Относительно жесточайшей инструкции по содержанию особо опасных преступников делалось много послабок, благодаря, с одной стороны, доброму расположению коменданта, с другой — огромной удаленности от столицы, с третьей — спокойному и приветливому поведению самих ссыльных, сумевших к тому же быть очень полезными. Так, Степан Васильевич часто подсказывал, как починить сломанное ружье, как сделать подъемный механизм для ремонта пятиметровой высоты ограждения, как изменить конструкцию лодки, чтобы она стала устойчивее и маневреннее. Наталья Федоровна делилась с Авдотьей Ангусаевой секретами моды, прически, ухода за собой.

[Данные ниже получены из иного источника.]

PR #1338, opened 2020-11-23
use irq-safe enqueue when scheduling to bhqueue and runqueue

wjhun:
The queue type that we use to implement scheduling queues allows for lock-free access between concurrent enqueues and dequeues. However, an enqueue that occurs in interrupt level could potentially hang if an enqueue to the same scheduling queue was interrupted. Thus any non-interrupt-level enqueues that could compete with an interrupt-level enqueue must be placed within a critical section / irq disable.

This isn't likely to be a source of failures at the moment given that most of our kernel processing occurs with interrupts disabled. But, in keeping with the precedent of not assuming that this will always be the case, irq-safe wrappers to the queue methods have been added here, and enqueues to the bhqueue or runqueue that aren't exclusively from within an interrupt handler have been changed to use enqueue_irqsafe. (Presently, only bhqueue and runqueue may have enqueues that occur directly from interrupt handlers.)


francescolavra (commented):
Looks good to me

PR #1340, opened 2020-11-25
Fix/smp fixes

francescolavra:
This PR contains 2 commits for concurrent access protection:
- backed heap: unmap virtual memory before deallocating it
- virtqueue: make message enqueuing SMP-safe


wjhun (approved):
Looks good

Issue #1336, opened 2020-11-22
fix 64kB stage2 size limit


wjhun:
The stage2 disk image must remain under 64kB to allow loading it in a single bios int 13H call from within stage1. While we don't want stage2 to get any larger, this can be a show stopper when stage2 code compiled with debug code or lower optimization causes this boundary to be exceeded.

Investigate improving the stage1 bootloader to make multiple bios calls to fulfill the stage2 read if needed.

estherlyoon:
My team members and I can start investigating this

wjhun:
> My team members and I can start investigating this

Ok! Have a look at platform/pc/boot/stage1.s. You'll see the int 13h call to read stage2. Try to inflate the size of stage2 to exceed 64kB (disabling the size check in mkfs) and see if you can trigger a failure in stage1. Then perhaps change stage1 to do a loop of read calls and see if that fixes the issue.

francescolavra:
Closed via https://github.com/nanovms/nanos/pull/1342.

PR #1342, opened 2020-11-26
stage2 size limit

nsharma1231:
fix 64kB stage2 size limit #1336


estherlyoon:
@wjhun we have artificially increased stage2's size and have removed the mkfs size check. However, we are unsure of how to actually run the VM in order to trigger a failure?

francescolavra:
@estherlyoon there is no way to ssh in the VM started via `make run`. If the console output shows the following lines:
```
assigned: 10.0.2.15
Server started on port 8080
```
then the VM is running correctly, otherwise there is a failure.

estherlyoon:
@francescolavra the lines you mentioned do indeed appear. Does this mean this issue doesn't actually need modifications to be made to account for the larger stage2 size?

francescolavra:
> @francescolavra the lines you mentioned do indeed appear. Does this mean this issue doesn't actually need modifications to be made to account for the larger stage2 size?

No, I think it means you didn't actually increase stage2 size beyond 64 KB. What is the size of your output/platform/pc/boot/boot.img file? It should be more than 64 KB in order to trigger a failure

estherlyoon:
> 
> No, I think it means you didn't actually increase stage2 size beyond 64 KB. What is the size of your output/platform/pc/boot/boot.img file? It should be more than 64 KB in order to trigger a failure

We were increasing the size by 1KB, but it turns out we should've gone higher. At around 66KB we get the output `((?>>1))` instead of the correct lines- would this indicate a failure?

francescolavra:
Yes, that indicates there is some error in the boot process

wjhun:
> > No, I think it means you didn't actually increase stage2 size beyond 64 KB. What is the size of your output/platform/pc/boot/boot.img file? It should be more than 64 KB in order to trigger a failure
> 
> We were increasing the size by 1KB, but it turns out we should've gone higher. At around 66KB we get the output `((?>>1))` instead of the correct lines- would this indicate a failure?

If you're getting the same behavior I saw, the bios int 13h, ah = 42h call, "extended read sectors from drive," is failing due to the number of sectors exceeding 128 (64kB). The read never occurs, and stage1 just jumps into uninitialized memory.

I would approach this by making the readsectors procedure in stage1.s into a loop which loads stage2 in 64kB sections. It could load dap.sector_count, which is computed by the assembler, into an accumulator, cap the count in the dap at 64kB, call int 13h, decrement the accumulator by the dap count, increment the load offset in the dap, and loop if nonzero. (Checking for an error return from int 13h and reporting to the console could be helpful, too.)

see:

https://wiki.osdev.org/ATA_in_x86_RealMode_(BIOS)
https://en.wikipedia.org/wiki/INT_13H#INT_13h_AH=42h:_Extended_Read_Sectors_From_Drive

estherlyoon:
@wjhun we've added the read loop and error checking. Please let us know if we should modify anything!

platform/pc/boot/stage1.s
```diff
@@ -75,11 +75,40 @@ dap:
...
+%ifdef DEBUG
+        jc sector_read_error
+%endif
+        sub eax, [dap.sector_count]
+        cmp eax, 0
+        jle done 
+        mov ecx, [dap.sector_count]
+        imul ecx, sectorsize
+        add [dap.offset], ecx
+        mov ecx, 0x80
```
wjhun, line 104: this should be the minimum of 0x80 and [dap.sector_count]

rules.mk
```diff
@@ -65,7 +65,7 @@ LCOV=		lcov
 GENHTML=	genhtml
 
 CFLAGS+=	-std=gnu11 -O3 -g
-CFLAGS+=	-Wall -Werror -Wno-char-subscripts
+CFLAGS+=	-Wno-char-subscripts
```
wjhun, line 68: I think we should keep CFLAGS as-is.

esthery.txt
```diff
@@ -0,0 +1,31 @@
+platform/pc/service.c
```
wjhun, line 1: looks like a notes file got checked in here?

wjhun (commented):
Just one comment about the sector count in stage1, but otherwise the updated asm looks good. Looks like some cruft made it in, and also the size check removal from mkfs was omitted - maybe it got lost in a merge / rebase?

platform/pc/boot/stage1.s
wjhun: Sorry, I meant to say [dap.sector_count] should be updated with the minimum of 0x80 and eax.

estherlyoon:
> Just one comment about the sector count in stage1, but otherwise the updated asm looks good. Looks like some cruft made it in, and also the size check removal from mkfs was omitted - maybe it got lost in a merge / rebase?

Oops, sorry about the extraneous stuff. Everything should be updated now.

platform/pc/boot/stage1.s
```diff
@@ -75,11 +75,42 @@ dap:
...
 
 
+%ifdef DEBUG
+bits 16
+%include "debug.inc"
+bits 32
+%endif
+
 readsectors:
+        mov eax, [dap.sector_count]
```
wjhun, line 85: sector_count is two bytes, so shouldn't this use ax instead of eax? (same applies to all uses of eax / ecx below)

wjhun (commented):
I tried the latest changes and was unable to get the image to load with an inflated (>64kB) stage2 image. Did it work for you?

On further inspection, I see that the accesses to [dap.sector_count] are 32-bits wide, whereas the field is only 16-bit. I changed instances of 'eax' and 'ecx' to 'ax' and 'cx', respectively (except for imul result), and was able to boot. (I didn't verify correctness other than check that it made two int 13h calls and booted up fine...)

Please check that all the accesses are the correct length and verify that you are able to boot a >64kB stage2 image.

(Note: I have had problems debugging real-mode code under qemu for some reason, so I used qemu tracing flags "-d in_asm,cpu -D outfile" to inspect the instruction stream with interleaved register dumps.)

platform/pc/boot/stage1.s
```diff
@@ -95,16 +95,16 @@ loop:
...
         jle done 
-        mov ecx, [dap.sector_count]
+        mov cx, [dap.sector_count]
         imul ecx, sectorsize
-        add [dap.offset], ecx
-        mov ecx, 0x80
-        cmp eax, ecx
-        cmovl ecx, eax 
-        mov [dap.sector_count], ecx
+        add [dap.offset], cx
```
wjhun, line 103: use ecx in this add - a sector_count of 0x80 would yield 2^16 in ecx or 0 in cx

estherlyoon: Right, thanks for pointing that out. I forgot to mention this earlier, but I verified that this booted properly with stage2 image sizes of 66KB and 128KB, respectively, by changing the bs flag for the dd command to those values. I couldn't figure out how to see the qemu trace- I appended the ones you mentioned to `QEMU_FLAGS` in `platform/pc/Makefile` but the output file was empty.

wjhun: > I couldn't figure out how to see the qemu trace- I appended the ones you mentioned to `QEMU_FLAGS` in `platform/pc/Makefile` but the output file was empty.

You'll need to run in emulated (TCG) mode; try making "run-noaccel" or remove --enable-kvm from the qemu command line.

platform/pc/boot/stage1.s
```diff
@@ -75,11 +75,42 @@ dap:
         .lba          dq 1
 
 
+%ifdef DEBUG
```
wjhun, line 78: I missed this before. We don't actually want this assembled conditionally since we're using it for error output...right now the error report isn't getting built. You'll probably need to specify src/x86_64 in the nasm include path...or just spell it out here.

platform/pc/boot/stage1.s
```diff
@@ -75,11 +75,42 @@ dap:
...
+bits 16
+%include "debug.inc"
+bits 32
```
wjhun, line 81: We don't want to go to bits 32 here...just the include without either bits statement is fine.

platform/pc/boot/stage1.s
```diff
@@ -75,11 +75,42 @@ dap:
...
+        jle loop
+        mov ecx, 0x80
+        mov [dap.sector_count], ecx
+loop:
         mov si, dap
         mov ah, 0x42
         mov dl, 0x80
         int 0x13
+%ifdef DEBUG
+        jc sector_read_error
```
wjhun, line 96: If I try this after removing the ifdef DEBUG, it reports an error. Indeed, the int 13h is returning with CF set and error code (AH) set to 0x09, which is "Attempt to DMA over 64kb boundary."

It looks like the jle above is not doing what is expected and is jumping to loop even though the sector_count is 0xff (in my test case). Apparently, this is because the 'cmp' above is doing only a signed byte comparison, and both 0x80 and 0xff are being compared as negative values. Changing the immediate from 0x80 to 0x0080 seems to do the trick (emits a cmpw). Since these are unsigned values, too, it should technically be jbe instead of jle, though that shouldn't matter in this case.

platform/pc/boot/stage1.s
```diff
@@ -75,11 +75,42 @@ dap:
...
 
+%ifdef DEBUG
+bits 16
+%include "debug.inc"
+bits 32
+%endif
+
 readsectors:
+        mov eax, [dap.sector_count]
+        cmp eax, 0x80
```
wjhun, line 86: These still need to be changed from eax to ax, and 0x80 to 0x0080 (see comment below about comparison width).

wjhun (commented):
It's close, but there are still issues here and I'm unable to boot with an inflated stage2. I highly recommend getting the qemu instruction traces going so that you can verify the behavior at an instruction level.

(Note, I inflated stage2 simply by adding a large dummy array, initialized to something non-zero, and referring to it in the code to make sure it gets linked in.)

platform/pc/boot/stage1.s
estherlyoon: @wjhun upon debugging, we discovered that dap.offset cannot be updated past 128 * 512 bytes (0x10000) due to its width. This seems to imply that the size of the stage2 image cannot exceed 64KB. Would the dap.offset field have to be changed to a long? We tried this, but it triggered a failure in the int 0x13.

wjhun:
> @wjhun upon debugging, we discovered that dap.offset cannot be updated past 128 * 512 bytes (0x10000) due to its width. This seems to imply that the size of the stage2 image cannot exceed 64KB. Would the dap.offset field have to be changed to a long? We tried this, but it triggered a failure in the int 0x13.

So the issue here is that the address is composed in segment:offset format, where the physical address will be segment * 16 + offset. So the loop needs to take this into account and advance the segment as well. E.g. if the next 64kB is going to be loaded at phys addr 0x10000, then the segmented address is 1000:0000.

It looks like some bioses won't like the buffer to cross segment boundaries. So in that case you can adjust the [sector_count] to be the smaller of 0x80, ax and (0x10000 - [dap.offset]). (Actually you should only have to take the offset into account for the first iteration; the rest will be aligned.)

nsharma1231:
@wjhun We tried to modify all of the dap values according to what you said, however, we are now hanging after the interrupt 13h. We were suspicious that this is because we had accidentally corrupted some of the values in the dap structure. However, we couldn't figure out where this was happening. Could you please help us try and figure out where we are going wrong?

platform/pc/Makefile
```diff
@@ -342,6 +342,7 @@ QEMU_NET=	-device $(NETWORK)$(NETWORK_BUS),mac=7e:b8:7e:87:4a:ea,netdev=n0 $(QEM
 QEMU_USERNET=	-device $(NETWORK)$(NETWORK_BUS),netdev=n0 -netdev user,id=n0,hostfwd=tcp::8080-:8080,hostfwd=tcp::9090-:9090,hostfwd=udp::5309-:5309
 #QEMU_USERNET+=	-object filter-dump,id=filter0,netdev=n0,file=/tmp/nanos.pcap
 QEMU_FLAGS=
+QEMU_FLAGS+= -d in_asm,cpu -D outfile
```
wjhun, line 345: Please remove this; this will generate a very large output file and could interfere with CI.

platform/pc/boot/stage1.s
```diff
@@ -75,11 +75,42 @@ dap:
...
+        mov [dap.sector_count], cx
+loop:
         mov si, dap
         mov ah, 0x42
         mov dl, 0x80
         int 0x13
+        jc sector_read_error
+        sub ax, [dap.sector_count]
+        cmp ax, 0
+        je done
```
wjhun, line 100: I found two issues here: as stated above, the segment needs to advance by 0x1000, as it is shifted left by 4 and added to the offset to make the effective address. Also, [dap.lba] needs to be advanced.

I was able to get the kernel to boot (with a >64kB stage2) using the following patch:

```
diff --git a/platform/pc/boot/stage1.s b/platform/pc/boot/stage1.s
index 3769fb69..2afc186f 100644
--- a/platform/pc/boot/stage1.s
+++ b/platform/pc/boot/stage1.s
@@ -97,10 +97,10 @@ loop:
         jc sector_read_error
         sub ax, [dap.sector_count]
         cmp ax, 0
-        je done 
-        mov dx, [dap.segment]
-        inc dx
-        mov [dap.segment], dx
+        je done
+        add [dap.lba], cx
+        mov cx, 0x1000
+        add [dap.segment], cx
         mov dx, 0x0
         mov [dap.offset], dx
         mov cx, 0x0080
```

wjhun (changes requested):
This is nearly there - please try the small fix in the comments and see if it works for you. Also, there's some cruft to remove here, like "nasm.out", "platform/pc/outfile" and the added qemu flags in the Makefile.

wjhun (approved):
I went ahead and applied the fixes and rebased. We've had some users run into this issue while building, so we'd like to expedite the merge.

@estherlyoon, @nsharma1231 and @samantha3pen: Thank you for the contribution!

Из особой симпатии, выказывая полное доверие, комендант выпускал ссыльных в посад и даже в лес. Степан Васильевич часто ходил на охоту и на рыбалку и, не обращая внимания на удивление конвойных, часто брал с собой жену. Наташа и сама недурно освоила премудрости этих промыслов, азартно ловила рыбу в бурной воде Селенги, метко стреляла.
Рядом разворачивались странные, совершенно немыслимые в прошлой жизни отношения Степы и Есении. Она девица и красивая, и умная, хоть и не благородного происхождения, но и на крепостную непохожая, со сквозящем в каждом движении и взгляде чувством собственного достоинства. Не мудрено, что Степе она приглянулась. Есения же на него смотрела с благодарностью (как выяснилось, это он первый ее от жандармов укрыл), а где-то и с восхищением, но стоило ему на шаг ближе подойти шарахалась.
— По жениху своему тоскует, убитому, — потихоньку шептала госпоже Агашка.
— А ведь могла б и подпустить к себе Степу, пока живота не видно было, а потом “осчастливить”. Хоть и ссыльный, а все же князь, — думала Наташа и проникалась к дикарке невольным уважением.
Да и в остальном Есения делала для названных хозяев много хорошего. Одни отвары ее целебные, чудодейственные чего стоили. А охотилась так, что мужчины, белой завистью покрываясь, восторгались. И всегда она казалась собранной и рассудительной.
Тем более неожиданным стало увидеть зареванную Есению с узелком скудных пожитков в руках. Как выяснилось, Митроха — один из двух дворовых людей Лопухиных — не иначе как по доброте душевной просветил новенькую служанку, что по факту она теперь крепостная. И значит, и дитя ее родится крепостным. А, не дай бог, случится что с хозяевами, поведут их продавать на рынок как скотинку. Попытаются бежать — запорют досмерти.
В общем, наслушавшись Митрохи, собралась она в бега податься, пока дите еще не на руках, а под сердцем. Но в последний момент сообразила, что сколь бы она с лесом не роднилась, а в феврале одной на сносях ей в забайкальской тайге не выжить. Как выйти к ближайшему поселку она не знает. Да и где он — ближайший? Может, за сотни верст. Если же роды в глуши застанут, то и подумать страшно. Села тогда Сеня на печную приступку и — невиданное дело — расплакалась. За тем занятием Агашка ее и застала. Привела в господскую хатёнку.